Firstly, we need swfmill. Swfmill processes xml and compiles them to swf. It can be used to construct simple swf animations or, on our case, build a swf as a library, to be used by haXe when we compile our
final SWF.

Now, get haXe. Go to www.haxe.com, and select the right installation package for your system. Installing haXe is easy, just click a button and wait a few moments.

Unzip the haxe_crowd.zip file somewhere in your filesystem, unzip it and you will see the following files:

  • HelloWorld.hx – the super-powerful retro-style classical HelloWorld is back; This is the main haXe class;
  • 3 build_flash.hxml – the build file for the flash version;
  • build_js.hxml – the build file for the javascript version;
  • build_php.hxml – the build file for the php version;

Note that the objective of the “application” is to display the haXe logo. As we are dealing with very different
platforms/technologies as output (js, flash, php) the way they do the very same thing (show the logo) varies and the API is different. Because of this, we need to use conditional compilation, and check if it is compiling for flash, php or js, and use the right code accordingly.

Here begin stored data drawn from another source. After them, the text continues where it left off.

PR #19444, opened 2024-04-04
Update keras/losses/__init__.py to include Binary and Categorical Focal Crossentropy

Murhaf:
Binary and categorical focal crossentropy losses are not added to `ALL_OBJECTS_DICT` in `keras/losses/__init__.py` and therefore the following would raise a ValueError 

```python
losses.get("binary_focal_crossentropy")
```  

This PR imports the binary and categorical focal crossentropy classes and functions and adds them to `ALL_OBJECTS` (and, consequently, to `ALL_OBJECTS_DICT`)


fchollet (approved):
LGTM, thanks for the fix!

PR #19450, opened 2024-04-05
Fix a crash with PyTorch backend when using `weighted_metrics` with a GPU.

foxik:
This patch makes sure the `sample_weights` are on the default device. Before, it can happen that `sample_weights` are on CPU while values are on GPU (unless the `sample_weights` were moved to GPU by a dataloader, for example).

Note that the `y_true` are moved to the default device already during metric computation; for example https://github.com/keras-team/keras/blob/d4f23eac3a9469646a070129d723a532fdb07090/keras/metrics/accuracy_metrics.py#L9-L10 or https://github.com/keras-team/keras/blob/d4f23eac3a9469646a070129d723a532fdb07090/keras/metrics/f_score_metrics.py#L159-L160

I understand that a corresponding issue, reproducible example and a suitable test would be the ideal way to proceed, but unfortunately, my current time constraints only allow me to create this pull-request.

### DIFF
--- a/keras/metrics/reduction_metrics.py
+++ b/keras/metrics/reduction_metrics.py
@@ -10,7 +10,7 @@ def reduce_to_samplewise_values(values, sample_weight, reduce_fn, dtype):
     mask = getattr(values, "_keras_mask", None)
     values = ops.cast(values, dtype=dtype)
     if sample_weight is not None:
-        sample_weight = ops.cast(sample_weight, dtype=dtype)
+        sample_weight = ops.convert_to_tensor(sample_weight, dtype=dtype)
         if mask is not None:
             sample_weight = losses.loss.apply_mask(
                 sample_weight, mask, dtype=dtype, reduction="sum"


foxik:
Hm, according to tests, the `ops.convert_to_tensor` does not produce an output of a specified dtype on TensorFlow, which seems super-weird. Does anyone have an idea why it crashes? Maybe the solution would be to have `convert_to_tensor` followed by another `cast`? But it seems weird.

foxik:
Ah, now I understand. The test is given `dtype=None`, `values` of type `tf.float32` and `sample_weight` of type `tf.int32`. But while `keras.ops.cast(sample_weight, dtype=None)` produces an output of type `keras.config.floatx()`, because that is what `standardize_dtype` does, the `keras.ops.convert_to_tensor(sample_weight, dtype=None)` keeps the result as `tf.int32`.

Personally I would argue that that is a bad test. Should I fix it too?

fchollet (approved):
LGTM, thanks for the fix.

PR #19462, opened 2024-04-08
Add support for dynamic dimensions with model export.

hertschuh:
- Make the batch size dynamic for `model.export()` in the same way that it is with `ExportArchive`.
- Add support for non batch size dynamic dimensions for JAX. Previously, all dynamic dimensions where assumed to be the batch size, which only works for dimension 0.

Also added support for passing `polymorphic_shapes` in `jax2tf_kwargs`. This allows having constraints between dynamic dimensions. This allows easy control of dimensions without having the user call `jax2tf` by hand outside of `ExportArchive`.

### DIFF
--- a/keras/export/export_lib.py
+++ b/keras/export/export_lib.py
@@ -1,6 +1,8 @@
 """Library for exporting inference-only Keras models/layers."""
 
 import inspect
+import itertools
+import string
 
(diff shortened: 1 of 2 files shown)


fchollet (approved):
LGTM, thank you!

PR #19464, opened 2024-04-09
Fix type annotation for `Model`, `Sequential` and `Functional`

### LINKED ISSUE #19152: Change keras.Model inheritance for improved static analysis support
Hi all,

The `keras.Model` class may inherit from one of many different trainer classes. This is chosen at runtime by a conditional statement, which makes static analysis difficult. 

Knowing Python's Method Resolution Order (MRO) and the fact that all trainer classes have a common base class, I propose that `keras.Model` should inherit from the base trainer class. The change is minimal and would look like this:

```python
class Model(Trainer, Layer, base_trainer.Trainer):
```

This change fixes the syntax highlighting in my IDE, so I would really appreciate it.

Also, I believe it would also make the direct assignment of docstrings unnecessary, as they would be inherited from the base trainer class. The current state of the code is as follows:

```python
Model.fit.__doc__ = base_trainer.Trainer.fit.__doc__
Model.predict.__doc__ = base_trainer.Trainer.predict.__doc__
...
```

Thank you for your time and consideration.

james77777778:
Fixes #19152 (credit to @marcelo-souzaf)
Related to #19453 

This PR addresses incorrect type annotations for `Model`, `Sequential` and `Functional`
The root cause is the overridden `__new__`

I'm using VSCode to demonstrate:

|Class|Before|After|
|-|-|-|
|`Model`|  |  |
|`Sequential`|  |  |
|`Functional`|  |  |

`add` from `Sequential`:

### DIFF
--- a/keras/models/model.py
+++ b/keras/models/model.py
@@ -1,5 +1,6 @@
 import inspect
 import json
+import typing
 import warnings
 
 from keras import backend
@@ -27,7 +28,7 @@ else:
 
 
 @keras_export(["keras.Model", "keras.models.Model"])
-class Model(Trainer, Layer):
+class Model(Trainer, base_trainer.Trainer, Layer):
     """A model grouping layers into an object with training/inference features.
 
     There are three ways to instantiate a `Model`:
@@ -138,7 +139,7 @@ class Model(Trainer, Layer):
             from keras.models import functional
 
             return functional.Functional(*args, **kwargs)
-        return super().__new__(cls)
+        return typing.cast(Model, super().__new__(cls))
 
     def __init__(self, *args, **kwargs):
         Trainer.__init__(self)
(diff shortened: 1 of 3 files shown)


keras/models/model.py
```diff
@@ -599,11 +600,3 @@ def inject_functional_model_class(cls):
     cls.__new__(cls)
 
     return cls
-
-
-Model.fit.__doc__ = base_trainer.Trainer.fit.__doc__
```
fchollet, line 604: These are important -- they're how we get the right docstrings.

fchollet (commented):
Thanks for the fix!

keras/models/model.py
james77777778: These docstrings will be preserved because I have added `base_trainer.Trainer` to the inheritance of `Model`
(Actually, this solution was proposed by @marcelo-souzaf )

The screenshot:

adriangb:
Is Keras adopting some level of typing?

SamuelMarks:
@adriangb I hope so. I've got a bunch of tooling to automatically add typing to all of Keras, TensorFlow, and arbitrary other Python libraries. So when they're ready I am too.

PR #19472, opened 2024-04-10
Added GELU activation function. This commit introduces the Gaussian Error Linear Unit (GELU) activation function to the Keras activations module.

MadhumithaKolkar:
GELU is a smooth, non-monotonic function that has shown promising results in certain types of neural network architectures. The implementation follows the standard definition of GELU, utilizing TensorFlow's native functions for efficient computation. This enhancement expands the range of available activation functions in Keras, providing users with more options for building and training neural networks.


fchollet (commented):
Thanks for the PR -- but `gelu` is already an entry in `keras.activations` (on line 281).

PR #19485, opened 2024-04-10
Fix for `distribution_lib.list_device()` for TensorFlow backend.

hertschuh:
`distribution_lib.list_device(device_type=None)` would return CPU devices instead of returning GPU/TPU devices if available. This makes the behavior of `device_type=None` consistent with the JAX implementation and also consistent with the docstring.

Fixes `testing.tensorflow_uses_gpu()`.


fchollet (approved):
Thanks for the fix!

PR #19493, opened 2024-04-11
Add missing tests for `ops/math.py`

Faisal-Alsrheed:
I have added missing tests for `ops/math.py`

and 

I have suggested #19494


fchollet (approved):
LGTM -- thanks for the increased test coverage! 👍

PR #19497, opened 2024-04-11
Workaround for Tensorflow unit test crash on GPU.

hertschuh:
What was crashing was `tf.sparse.to_dense`, which was called by `convert_to_numpy`, which was called by `assertAllClose`.

Special handling is needed on GPU to densify sparse tensors that represent a scalar.

Also found a simpler way to create empty (i.e. with 0 dimensions) tensors.


fchollet (approved):
Thanks for the fix!

PR #19516, opened 2024-04-15
Add LoRA to ConvND layers

james77777778:
This PR adds LoRA to `Conv1D`, `Conv2D` and `Cond3D`.

There is no official implementation from the original LoRA repo at:
https://github.com/microsoft/LoRA

I've adapted the implementation from some popular repos like:
- https://github.com/huggingface/peft/blob/main/src/peft/tuners/lora/layer.py#L754
- https://github.com/cloneofsimo/lora/blob/master/lora_diffusion/lora.py#L73

Basicly, `lora_kernel_a` would be a noraml conv and `lora_kernel_b` would be a pointwise conv as implemented from the above repos.


fchollet (approved):
Nice work -- LGTM.

This might break some folks who were doing direct setting of the `.kernel` attribute. For these users, I would recommend setting `._kernel` instead.

PR #19522, opened 2024-04-15
Models and layers now return owned metrics recursively.

hertschuh:
- added `Layer.metrics` to return all metrics owned by the layer and its sub-layers recursively.
- `Layer.metrics_variables` now returns variables from all metrics recursively, not just the layer and its direct sub-layers.
- `Model.metrics` now returns all metrics recursively, not just the model level metrics.
- `Model.metrics_variables` now returns variables from all metrics recursively, not just the model level metrics.
- added test coverage to test metrics and variables 2 levels deep.

This is consistent with the Keras 2 behavior and how `Model/Layer.variables` and `Model/Layer.weights` work.

### DIFF
--- a/keras/layers/layer.py
+++ b/keras/layers/layer.py
@@ -636,14 +636,19 @@ class Layer(BackendLayer, Operation):
         return [v for v in self.weights if not v.trainable]
 
     @property
+    def metrics(self):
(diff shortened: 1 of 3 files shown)


fchollet (approved):
LGTM, thank you!

PR #22413, opened 2026-03-13
Warn when trainable state changes after compile()

MarcosAsh:
## Summary
Toggling `.trainable` after `compile()` silently doesn't take effect until `compile()` is called again. This flags the mismatch at runtime.

Snapshots `{id(v) for v in self.trainable_variables}` at `_symbolic_build` time and emits a `UserWarning` on later fit/evaluate calls if the set has drifted. `compile()` resets the snapshot.

No gradient-path change: the 4 backend trainers are untouched. This replaces the earlier enforcement approach in this PR, which would have changed observable training behavior for seeded code.

Known gap: TF without a distribute strategy lazy-builds during tracing and skips `_symbolic_build`, so the warning doesn't fire there. Test is skipped on TF for that reason.

### DIFF
--- a/keras/src/trainers/trainer.py
+++ b/keras/src/trainers/trainer.py
@@ -210,6 +210,8 @@ class Trainer:
         self.test_function = None
         self.predict_function = None
 
+        self._compiled_trainable_variable_ids = None
+
         self._compile_config = serialization_lib.SerializableDict(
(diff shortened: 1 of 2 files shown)


MarcosAsh:
Closing, no prior issue for this behavior change and a known gap on TF.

However, it is possible to abstract (and I’m sure it has been done already) in a way that the API is the same for different platforms (i.e, one method call would show the image for the three different platforms and the details of the conditional compilation would be hidden in the implementation of such class/library.

The point is that we have only one codebase that can target many different platforms. Of course, it takes a good developer that knows OO and haXe very well to abstract it in a way that we have minimal difference between the platforms.

However, there’s another benefit of using a technology like haXe. The remoting development is smooth. For any of you who have worked with Flash Remoting, you know that it is a pain to map the classes in the
backend, and sometimes you end up with simpler data-structures (in the case of AMFPHP).

haXe remoting solves this problem. As both platforms share the same class definition, the server/client side deal with the very same data-structure. Neat!

Ok, now go back to where you have uncompressed the zip file, and type:

$ swfmill simple assets.xml assets.swf

Now you have the assets.swf, which include the haXe logo in its library, exported for AS and with id equals “photo”.

Now, open up the build_flash.hxml in your favorite editor. Here’s what you will see:


-main HelloWorld
-swf-version 8
-swf hello_world.swf
-swf-lib assets.swf

  • The -main directive specifies the class with the entry-point method;
  • The swf-version specifies which Flash Player version you’d like to target;
  • The swf is the actual name of the output swf
  • swf-lib specifies an swf with assets that may be used by the final swf (image, sounds, other clips);

We’ve got everything we need, the assets.swf, the source code and the params for haXe to compile it. Now jump into the command-line again and type:

$ haxe flash_build.hxml

You should then see the output swf, called HelloWorld.swf. Open it through the hello_world_flash.html document.

Now, you can also compile for the php and js targets:

$ haxe php_build.hxml

For JS, you’ll need to install DomReady using haxelib (equivalent to rubygems in the Ruby world):

Firstly, setup haxelib, for a quickier setup, just press to accept the default path:

$ haxelib setup

Then, install the DomReady library:

$ haxelib install DomReady

Now, you are ready to compile the JS version of our amazing app:

$ haxe js_build.hxml.

The flash and js builds are the ones that have more code. Flash needs the assets swf, and js needs an additional library called DomReady (used to run the code only when the whol DOM tree has been loaded).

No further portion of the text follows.